Background: Blood vessel growth is necessary for normal tissue homeostatis and contributes to solid tumor growth. Methods to quantitate neovascularization should be useful in testing biological factors and drugs that regulate angiogenesis or to induce a vascular supply to promote wound healing.
Experimental design: An extract of basement membrane proteins (Matrigel) was found to reconstitute into a gel when injected subcutaneously into C57/BL mice and to support an intense vascular response when supplemented with angiogenic factors.

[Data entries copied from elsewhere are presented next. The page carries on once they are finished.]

Issue #578, opened 2023-07-19
Fix count for boolean columns


vviers:
Hey there 👋🏼 

When selecting a `text` column, only the non-empty values are counted by `count` which is very logical (to me at least!)

<img width="551" alt="Screenshot 2023-07-19 at 17 07 50" src="https://github.com/gristlabs/grist-core/assets/30295971/cfd280a6-65bb-45b7-b354-23d591c37a82">

However, `bool` values are counted regardless of whether they are `true` or `false` which is not the behaviour I am expecting 

<img width="554" alt="Screenshot 2023-07-19 at 17 08 16" src="https://github.com/gristlabs/grist-core/assets/30295971/410f3c4a-9c4d-4fed-9c39-8b67a2ac6fcd">

I can probably fix that fairly easily, are you OK with this ?

dsagal:
Makes sense, absolutely!

fflorent:
@vviers I guess this issue can be closed now your patch has been merged?

PR #589, opened 2023-07-24
fix: don't count falses in summary

vviers:
following up on #578 

will add/fix tests asap

### DIFF
--- a/app/client/components/SelectionSummary.ts
+++ b/app/client/components/SelectionSummary.ts
@@ -244,7 +244,7 @@ export class SelectionSummary extends Disposable {
           } else {
             for (const i of rowIndices) {
               const value = values[i];
-              if (value !== null && value !== undefined && value !== '' && value!==false && !isEmpty?.(value)) {
+              if (value !== null && value !== undefined && value !== '' && value !== false && !isEmpty?.(value)) {
                 countNonEmpty++;
               }
             }
--- a/app/client/components/SelectionSummary.ts
+++ b/app/client/components/SelectionSummary.ts
@@ -244,7 +244,7 @@ export class SelectionSummary extends Disposable {
           } else {
             for (const i of rowIndices) {
               const value = values[i];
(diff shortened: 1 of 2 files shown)


vviers:
@georgegevoian @paulfitz would you like me to add a test that specifically checks this new behavior ? or fixing the existing test was enough ?

app/client/components/SelectionSummary.ts
```diff
@@ -244,7 +244,7 @@ export class SelectionSummary extends Disposable {
           } else {
             for (const i of rowIndices) {
               const value = values[i];
-              if (value !== null && value !== undefined && value !== '' && !isEmpty?.(value)) {
+              if (value !== null && value !== undefined && value !== '' && value!==false && !isEmpty?.(value)) {
```
georgegevoian, line 247:
```suggestion
              if (value !== null && value !== undefined && value !== '' && value !== false && !isEmpty?.(value)) {
```

test/nbrowser/SelectionSummary.ts
```diff
@@ -132,7 +132,7 @@ describe('SelectionSummary', function () {
     });
     await selectAndAssert({col: 2, row: 0}, {col: 3, row: 5}, {
       dimensions: '6⨯2',
-      count: 11,
+      count: 9,
```
georgegevoian, line 135: Just this test is ok.

I would suggest splitting up this `it` block into 2, just so that this assertion gets its own description. Something like this:

```
  it("displays count if the selection doesn't contain numbers", async function () {
    // Everything but the assertion below.
  });

  it("doesn't count falses", async function () {
    await selectAndAssert({col: 2, row: 0}, {col: 3, row: 5}, {
      dimensions: '6⨯2',
      count: 9,
      sum: null,
    });
  });
```

vviers: Done ✅

PR #590, opened 2023-07-25
tweak webhook overflow test

paulfitz:
This test appears to fail if toasts aren't issued fast enough (perhaps because an empty toast list may count as truthy?). I might be missing something since I don't understand the purpose of waitForOverflownMessageToDisappear apart from lengthening a timeout.


paulfitz:
For an example of failure see https://github.com/gristlabs/grist-core/actions/runs/5661873812/job/15340667922

JakubSerafin (approved):
thanks!

Issue #580, opened 2023-07-20
TEXT() "Not implemented" documentation


roleohibachi:
[Current documentation](https://support.getgrist.com/functions/#text:~:text=TEXT(number%2C%20format_type),currently%20implemented%20in%20Grist.) notes that TEXT() isn't implemented, and I didn't find it in the issue tracker or project roadmap. Since Python is supported, str() is equivalent, but this may not be obvious to users. Until it's implemented, perhaps consider including a hint, such as:

> TEXT(number, format_type)
>
> Converts a number into text according to a specified format. It is not yet implemented in Grist. **You can use the [similar Python functions](https://docs.python.org/3/library/string.html) str() to convert numbers into strings, and format() to format them to meet your need.**
>
> Note: This function is not currently implemented in Grist.

paulfitz:
That's a good idea @roleohibachi. I don't suppose you'd be up for making the improvement yourself? The code is here:
https://github.com/gristlabs/grist-core/blob/bf947be4bae7524e53816bf160065e62313d9580/sandbox/grist/functions/text.py#L657-L663C4
Changes in the function comment will make it to the support site via https://github.com/gristlabs/grist-help/blob/master/build-functions.sh

roleohibachi:
OK! Happy to help. It looks like my PR #591 fails a [check](https://github.com/gristlabs/grist-core/actions/runs/5663405222/job/15345081615?pr=591) due to some sort of time zone issue. The code change doesn't introduce any dates/times, so perhaps it's to do with the metadata on my push? Please let me know if it's a problem, and how I can learn more about fixing it.

paulfitz:
Thanks @roleohibachi, approved and merged (the test failure looked to be a race condition in the test, https://github.com/gristlabs/grist-core/pull/592 may fix it - anyway, it had nothing to do with your change).

paulfitz:
Oh by the way, if you had even more energy, there's the possibility of actually implementing `TEXT()` - definitely more work though, to match the original.

PR #591, opened 2023-07-26
TEXT() alternatives per #580

roleohibachi:
#580 discusses the usefulness of recommending Python alternatives to the non-implemented Grist TEXT() function. This provides the recommendation.


paulfitz (approved):
Thanks @roleohibachi !

PR #594, opened 2023-07-26
reverting whitespace changes in DocPageModel

JakubSerafin:
undoing changes on the white spaces in this file to allow #61bd064 to be easily merge to master in https://github.com/gristlabs/grist-core/pull/586

### DIFF
--- a/app/client/models/DocPageModel.ts
+++ b/app/client/models/DocPageModel.ts
@@ -117,20 +117,20 @@ export class DocPageModelImpl extends Disposable implements DocPageModel {
   public readonly currentWorkspace = Computed.create(this, this.currentDoc, (use, doc) => doc && doc.workspace);
   public readonly currentOrg = Computed.create(this, this.currentWorkspace, (use, ws) => ws && ws.org);
   public readonly currentOrgName = Computed.create(this, this.currentOrg,
-    (use, org) => getOrgNameOrGuest(org, this.appModel.currentUser));
+                                                   (use, org) => getOrgNameOrGuest(org, this.appModel.currentUser));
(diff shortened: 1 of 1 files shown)


app/client/models/DocPageModel.ts
```diff
@@ -266,7 +266,7 @@ export class DocPageModelImpl extends Disposable implements DocPageModel {
         explanation: (
           isDocOwner
             ? t("You can try reloading the document, or using recovery mode. \
-              Recovery mode opens the document to be fully accessible to owners, and inaccessible to others. \
+Recovery mode opens the document to be fully accessible to owners, and inaccessible to others. \
```
paulfitz, line 269: Just to be clear, this is the whitespace change that mattered. It results in `a                     weird                  string               for               translators` to translate. The other whitespace changes, and undoing them here, are tolerable but undesirable.

paulfitz (approved):

app/client/models/DocPageModel.ts
paulfitz: We've talked about this on and off over the years. So far we've gone with the solution of "follow the local convention in the part of the codebase you're working on". It has generally worked well enough, with very quick adaptation by new contributors. More recently I've found myself having to waste more time than usual with lint issues so maybe it is time to reconsider. The transition would a somewhat daunting process though.

fflorent: I opened this issue to discuss of the proposal: #595 

> The transition would a somewhat daunting process though.

The right moment may be when there is not much PR to review to avoid conflicts.

paulfitz: To add to the fun we have a monorepo for our saas of which grist-core is just a subdirectory sync'd via git subtree, and that repo has its own tooling (phabricator, jenkins, etc) and set of pull requests.

Issue #543, opened 2023-06-22
UX: It's hard to read the column name when cropped


fflorent:
I noticed that the column name, when they are cropped, are hard to be identified unless we expand the width. 
![2023-06-22_08-05](https://github.com/gristlabs/grist-core/assets/371705/d9776952-4c3c-480e-832f-dfce073c5674)

However, sometimes it does not make sense to expand the column width, as the values are just simple values (numbers, boolean checkboxes).

I am not sure how to solve this. Here are some options I have in mind:
 - add a tooltip in the column name so we can have the full name on demand (probably not mobile-friendly);
 - allow the user to expand the height of the header, so the column name is rendered on several lines;

What do you think?

PR #720, opened 2023-11-03
feat: add `overflowTooltip` to `editableLabel`

mathieu-anderson:
Resolves: #543 

# Description

The objective was to add a tooltip to column names when their content overflows. This PR adds `overflowTooltip({placement: 'top'})` to `editableLabel` in `koForm`, which achieves this results:

https://github.com/gristlabs/grist-core/assets/20607294/aee7d696-0006-4b43-9480-5c94b14364d8

# Questions

I opened this as draft because of testing.

I noticed there was no test case for `editableLabel`, I added one following what was present for the other `koForm` entities. However, i am not sure how to test the rendering of a tooltip.

I assume that I need to trigger a `mouseenter` event and then select the test classname `'info-tooltip-popup'` from the DOM, but I'm not sure how to do this.

I'm also unsure if this is where we want to test this, or if it should be etsted in the end-to-end tests.

### DIFF
--- a/app/client/lib/koForm.js
+++ b/app/client/lib/koForm.js
@@ -26,6 +26,8 @@ var koArray  = require('./koArray');
 
 var modelUtil = require('../models/modelUtil');
 
+const { overflowTooltip } = require("app/client/ui/tooltips");
+
 var setSaveValue = modelUtil.setSaveValue;
 
 
@@ -902,7 +904,8 @@ exports.editableLabel = function(valueObservable, optToggleObservable) {
   return dom('div.kf_editable_label',
     dom('div.kf_elabel_text',
       kd.text(valueObservable),
-      kd.hide(isEditing)
+      kd.hide(isEditing),
+      overflowTooltip({placement: 'top'})
     ),
     contentSizer = dom('div.elabel_content_measure'),
     (!optToggleObservable ? dom.on('click', () => isEditing(true)) : null),
--- a/test/client/lib/koForm.js
+++ b/test/client/lib/koForm.js
@@ -189,6 +189,19 @@ describe('koForm', function() {
     });
   });
 
+  describe("editableLabel", function() {
+    it("should bind an observable", function () {
+      var obs = ko.observable("Tools, projects, things and others");
+      var el = kf.editableLabel(obs).querySelector("div.kf_elabel_text");
+
+      assert.equal(el.textContent, "Tools, projects, things and others");
+    });
+
+    it("should show a tooltip when textContent overflows", function () {
+      // How to test this? Should it be tested here?
+    });
+  });
+
   describe("select", function() {
     it("should bind an observable", function() {
       var obs = ko.observable("b");


mathieu-anderson:
Will look at this failing test locally 🤔

mathieu-anderson:
A little bit confused because calling `env GREP_TESTS=dispose yarn test` as suggested [here](https://github.com/gristlabs/grist-core/blob/main/README.md#tests) does not seem to run the test in `dispose.js` which is failing on CI 🤔 

Screenshot 2023-11-03 at 15 59 57

georgegevoian:
> Resolves: #543
> 
> # Description
> The objective was to add a tooltip to column names when their content overflows. This PR adds `overflowTooltip({placement: 'top'})` to `editableLabel` in `koForm`, which achieves this results:
> 
>  Screen.Recording.2023-11-03.at.10.32.47.mov 
> # Questions
> I opened this as draft because of testing.
> 
> I noticed there was no test case for `editableLabel`, I added one following what was present for the other `koForm` entities. However, i am not sure how to test the rendering of a tooltip.
> 
> I assume that I need to trigger a `mouseenter` event and then select the test classname `'info-tooltip-popup'` from the DOM, but I'm not sure how to do this.
> 
> I'm also unsure if this is where we want to test this, or if it should be etsted in the end-to-end tests.

Thanks for opening the PR @mathieu-anderson.

The code in `koForm.js` is quite old and I'm not sure we'll ever reference it again in newer code. We've been moving away from using knockout in favor of grainjs, which is our own library that's similar to knockout. For that reason, I think it's ok if you skip adding a test for it in `koForm.js`.

I'm fairly certain column names are the only UI component in Grist that use it, so it should suffice to add an end-to-end test that changes a column name to be long enough to overflow, moves the mouse over the name, and checks that a tooltip appears with the full column name inside. Our end-to-end tests are stored in `/test/nbrowser/` and use a library called `mocha-webdriver`, which is a thin wrapper over `selenium-webdriver`. You can create a new test file, or add a test to an existing file (perhaps `GridView.js`, although there may be another that's a better fit). Something like the following should work, although I haven't tried running it myself, so there may be a tweak needed here or there to get it passing:

```javascript
  it('should show a tooltip for overly long column names', async function() {
    const columnName = 'AReallyReallyReallyLongColumnName';
    await gu.addColumn(columnName);
    await getColumnHeader({col: columnName}).mouseMove();
    await driver.wait(() => driver.findWait('.test-tooltip', 500).isDisplayed(), 3000);
    assert.equal(await driver.find('.test-tooltip').getText(), columnName);
  });
```

mathieu-anderson:
Thank you, will update the PR later today!

mathieu-anderson:
Hello! Sorry for not updating as I said, I got sick and then lost the time ^^' 

I tried adding a test case to `GridView.ts` as suggested. I ran `env GREP_TESTS=GridView yarn test`, expecting to be able to run these tests in isolation (it's very long to run the full e2e test suite), but somehow my new test case did not run 🤔 
Screenshot 2023-11-12 at 15 40 11

I pushed the commits so that it's more clearly visible.

mathieu-anderson:
The test added did pass on CI though: https://github.com/gristlabs/grist-core/actions/runs/6841340038/job/18601578573?pr=720#step:17:427

However, this one is failing, will look at it: https://github.com/gristlabs/grist-core/actions/runs/6841340038/job/18601578573?pr=720#step:17:494

georgegevoian:
> Hello! Sorry for not updating as I said, I got sick and then lost the time ^^'
> 
> I tried adding a test case to `GridView.ts` as suggested. I only used the suggested code as a first pass, to see the test run. I ran `env GREP_TESTS=GridView yarn test`, expecting to be able to run these tests in isolation (it's very long to run the full e2e test suite), but somehow my new test case did not run 🤔 Screenshot 2023-11-12 at 15 40 11
> 
> I pushed the commits so that it's more clearly visible.

Strange. Could it be that you weren't running grist-core when you created the test? A rebuild should help with that, though normally there's a watcher while grist-core is running that handles changes to files. Glad to see it passing in CI.

georgegevoian:
> The test added did pass on CI though: https://github.com/gristlabs/grist-core/actions/runs/6841340038/job/18601578573?pr=720#step:17:427
> 
> However, this one is failing, will look at it: https://github.com/gristlabs/grist-core/actions/runs/6841340038/job/18601578573?pr=720#step:17:494

I'll have some time later this week to look into the failure. Seems like maybe something isn't getting cleaned up in `editableLabel`.

imagoiq:
@georgegevoian this PR is a good improvement with a minimum of code. It seems stuck for no reason. How can I help to move it forward?

georgegevoian:
> @georgegevoian this PR is a good improvement with a minimum of code. It seems stuck for no reason. How can I help to move it forward?

Thanks for offering to help @imagoiq.

It's been a while, but I think a CI test flagged a runtime error. I think it was one of the ko tests. I looked briefly and the problem wasn't obvious.

PR #724, opened 2023-11-06
Fix failing Docker tests

georgegevoian:


paulfitz (approved):
Thanks @georgegevoian !

Issue #718, opened 2023-11-02
Download document as template doesn't purge data or reduce file size


strmca:
Note: I initially submitted this as a bug in Grist-Electron. (https://github.com/gristlabs/grist-electron/issues/14) 2 weeks ago with no response.  This issue exists as well in Grist-Core (as installed this evening v1.1.6 in Docker)   

When downloading document and choosing "Remove All Data but keep the structure to use as a template", the download size is the same as "Remove document history". I would expect the document containing structure only to be very small in comparison.

For instance, one of my current databases with some attachments exports as 84MB with full history, 72MB with no document history and 72mb with only the database structure.

This would make it prohibitive to distribute a very mature database file (this one may grow to about .5 - 1GB if I continue adding the usual attachments) to another person in my community both for size and possible recoverable data.

fflorent:
Indeed, I could reproduce the issue!

Seems to me actually not very complicated to fix, here is the code where the data are purged:
https://github.com/gristlabs/grist-core/blob/d29e23efe83d71f0e3daf921898cac2efcdce8cc/app/server/lib/DocWorker.ts#L209-L218

If I am not wrong, there are two more tables which should be purged:
 - `_grist_Attachments`
 - `_gristsys_Files`

strmca:
> Indeed, I could reproduce the issue!
> 
> Seems to me actually not very complicated to fix, here is the code where the data are purged:
> 
> If I am not wrong, there are two more tables which should be purged:
> 
>     * `_grist_Attachments`
> 
>     * `_gristsys_Files`

Thanks for confirming that! I suspect you're right.  My development life is a long way in the past and I thought I was going a little mad for a bit.  Hope it's as easy a fix as you say! 

FYI: I double checked after I posted this issue, if I re-import the "template" I see no data.

fflorent:
I flagged this issue as `good-first-issue` in order to attract new contributors. In such a perspective, it would require to wait a little bit.

However I wonder how much it is a pain for you? If that's annoying, I will assign it to myself.

Here is a workaround until it is fixed. Tested on Linux (and probably working on Mac) and assuming you're comfortable with command lines (shells):
0. Install sqlite3 if that's not already installed (`which sqlite3` should return something)
1. Download your Grist document without data (aka "Remove All Data but keep the structure to use as a template").
[...]

PR #729, opened 2023-11-07
Remove attachments and system files from document download as template #718

wunter8:
I saw the issue and thought it looked like a quick change. I hope this is accurate!


georgegevoian (approved):
Thanks @wunter8!

PR #738, opened 2023-11-10
Fix update_engine_checkpoint.sh

fflorent:
I think there are some typo in this script:
 - I think a string interpolation was missing;
 - return is only available in functions;


paulfitz (approved):
Yikes, thanks @fflorent !

PR #743, opened 2023-11-13
fix shadowed variable in CustomView

paulfitz:
This corrects a minor linting problem that recently crept in, by renaming a variable.


berhalak (approved):
Thanks!

PR #745, opened 2023-11-14
add @gristlabs/grist-widget package, so Calendar is always available

paulfitz:
The Calendar feature was implemented as a custom widget. To make it available offline, we prepare a package that includes it, and add that to Grist. The PluginManager is configured to find it.

An optional `GRIST_SKIP_BUNDLED_WIDGETS` flag is added to disable widgets bundled this way from being used. This may be needed by the tests in grist-widget to avoid getting an echo :-)


georgegevoian (approved):
Thanks @paulfitz.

Results: New vessels and von Willebrand factor antigen staining were apparent in the gel 2-3 days after injection, reaching a maximum after 3-5 days. Hemoglobin content of the gels was found to parallel the increase in vessels in the gel allowing ready quantitation. Angiogenesis was obtained with both acidic and basic fibroblast growth factors and was enhanced by heparin. Several substances were tested for angiostatic activity in this assay by coinjection in Matrigel with fibroblast growth factor and heparin. Platelet-derived growth factor BB, interleukin 1-beta, interleukin-6, and transforming growth factor-beta were potent inhibitors of neovascularization induced by fibroblast growth factor. Tumor necrosis factor-alpha did not alter the response but was alone a potent inducer of neovascularization when coinjected with Matrigel and heparin. Consistent with the previously demonstrated importance of collagenase in mediating endothelial cell invasion, a tissue inhibitor of metalloproteinases that also inhibits collagenases was found to be a potent inhibitor of fibroblast growth factor-induced angiogenesis.
Conclusions: Our assay allows the ready quantitative assessment of angiogenic and anti-angiogenic factors and should be useful in the isolation of endothelial cells from the capillaries that penetrate into the gel.